PR #339, opened 2026-08-24
fix: clear a user's presence when their account or site membership ends

### LINKED ISSUE #327: Deleting a user leaves their presence behind on every site they were online on

i-am-chitti:
### Description

Fixes #327

Hooks `deleted_user` and `remove_user_from_blog` to clear a user's presence immediately instead of leaving rows to age out on TTL. Re-pushing the network summary falls out for free — `wp_remove_user_presence()` already fires the change signal the push is wired to.

### Testing
- Added unit tests for both hooks in isolation, plus an integration test covering `wpmu_delete_user()` clearing presence across every site a user belonged to.
- Updated two existing tests (post list, REST controller) that had relied on a deleted user's row surviving deletion to exercise their own fallback-rendering paths.

<details>

AI assistance: Yes
Tool(s): Claude Code
Model(s): Claude Sonnet 5
Used for: Implementation and tests

### DIFF
--- a/includes/lifecycle.php
+++ b/includes/lifecycle.php
@@ -1,6 +1,6 @@
 <?php
 /**
- * Lifecycle hooks: sets/removes presence on login and logout.
+ * Lifecycle hooks: sets/removes presence on login, logout, and user removal.
  *
  * @package Presence_API
  */
@@ -39,4 +39,18 @@ function wp_presence_on_logout( $user_id ) {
--------------------
_Task requirements_. Only the lines from the one containing "- * Lifecycle" through the end of the material belong in the answer, each restated word for word.

_Result for this exercise_.
- * Lifecycle hooks: sets/removes presence on login and logout.
+ * Lifecycle hooks: sets/removes presence on login, logout, and user removal.
  *
  * @package Presence_API
  */
@@ -39,4 +39,18 @@ function wp_presence_on_logout( $user_id ) {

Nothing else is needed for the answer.